ECLI:NL:GHSHE:2023:218
Gerechtshof 's-Hertogenbosch
- Hoger beroep
- Rechtspraak.nl
Hoger beroep tegen vonnis van de rechtbank Oost-Brabant inzake poging tot diefstal met geweld
In deze zaak gaat het om een hoger beroep tegen een vonnis van de rechtbank Oost-Brabant, waarbij de verdachte op 17 december 2020 werd veroordeeld tot een gevangenisstraf van 12 maanden, waarvan 4 maanden voorwaardelijk, wegens poging tot diefstal met geweld. De rechtbank had naast de gevangenisstraf ook bijzondere voorwaarden opgelegd. De verdachte heeft hoger beroep ingesteld tegen dit vonnis.

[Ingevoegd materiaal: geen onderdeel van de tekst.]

PR #4343, opened 2025-09-08
perf(levm): preload block accounts

### LINKED ISSUE #4306: Perf: Read all involved accounts for a block in a single db transaction
This is an experimental perf test idea.

When we execute a block, we need to access the `AccountInfo` for several accounts. We may not know in advance which addresses will be accessed by a smart contract, but we *do* know in advance the `from` (after sender recovery) and `to` addresses. We should be able to read all of them in a single db transaction, massively reducing overhead for blocks with a high amount of eth transactions. The case where this would theoretically be the most beneficial is for eth transfers, where most of the time is consumed by the read transactions themselves.

edg-l:
Preload all sender/to accounts from a block in batch before executing the block txs

Closes #4306

### DIFF
--- a/crates/storage/store.rs
+++ b/crates/storage/store.rs
@@ -145,7 +145,11 @@ impl Store {
         block_hash: BlockHash,
         addresses: &BTreeSet<Address>,
     ) -> Result<BTreeMap<Address, AccountInfo>, StoreError> {
-        let state_trie = self.open_locked_state_trie(block_hash)?;
+        let Some(header) = self.get_block_header_by_hash(block_hash)? else {
+            return Ok(BTreeMap::new());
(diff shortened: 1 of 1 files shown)


crates/blockchain/vm.rs
```diff
@@ -6,7 +6,10 @@ use ethrex_common::{
 };
```
mpaulucci, line 6: What are the performance numbers that justify this added code?

edg-l:
it has improvements and regressions, i don't know if we want the pr as it is

image

image

Arkenan:
Closing, as it didn't improve performance as we expected. We might try it again in the future, but not for now.

PR #4346, opened 2025-09-08
fix(l1): prevent race conditions on getReceipts calls

avilagaston9:
**Motivation**

We are encountering the following error in our L2 integration tests:
```
2025-08-29T19:17:04.573865Z  WARN ethrex_l2::sequencer::l1_watcher: Error when getting logs from L1: eth_getLogs request error: Internal Error: Could not get receipt
```

After debugging, it turned out to be a race condition that can occur if a new block has just been marked as canonical in the store cache, but has not yet been updated in the db. If a `getReceipt` call arrives in this window, the node won't be able to find the receipts by block number.

**Description**

- Updates the engine API to identify blocks by hash instead of block number.
- Resolves the block hash by calling `get_canonical_block_hash` in the store.

Closes None

### DIFF
--- a/crates/storage/store.rs
+++ b/crates/storage/store.rs
@@ -219,6 +219,7 @@ impl Store {
         &self,
         block_number: BlockNumber,
     ) -> Result<Option<BlockBody>, StoreError> {
+        // FIXME (#4353)
         let latest = self
             .latest_block_header
             .read()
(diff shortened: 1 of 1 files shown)


avilagaston9:
Added references to the issue in `get_receipt()` and `get_block_body()` [41219f6](https://github.com/lambdaclass/ethrex/pull/4346/commits/41219f67c3c141a23292b4349ea0fe4487e984d5)! @Oppen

Tijdens de zitting in hoger beroep heeft de advocaat-generaal gevorderd dat het hof het vonnis zou bevestigen, maar met een zwaardere straf van 18 maanden, waarvan 6 maanden voorwaardelijk, en met een proeftijd van 3 jaren. De verdediging heeft primair vrijspraak bepleit en zich tegen de vordering van de benadeelde partij verzet. Het hof heeft het vonnis van de rechtbank bevestigd en de argumenten van de verdediging niet overtuigend geacht. Het hof constateert wel dat de redelijke termijn in hoger beroep is overschreden, maar ziet geen aanleiding voor strafvermindering. De bijzondere voorwaarden van de reclassering zijn dadelijk uitvoerbaar verklaard, en de vordering van de benadeelde partij is gedeeltelijk toegewezen tot een bedrag van € 1.847,81, met wettelijke rente. De tenuitvoerlegging van eerder opgelegde voorwaardelijke straffen is gelast.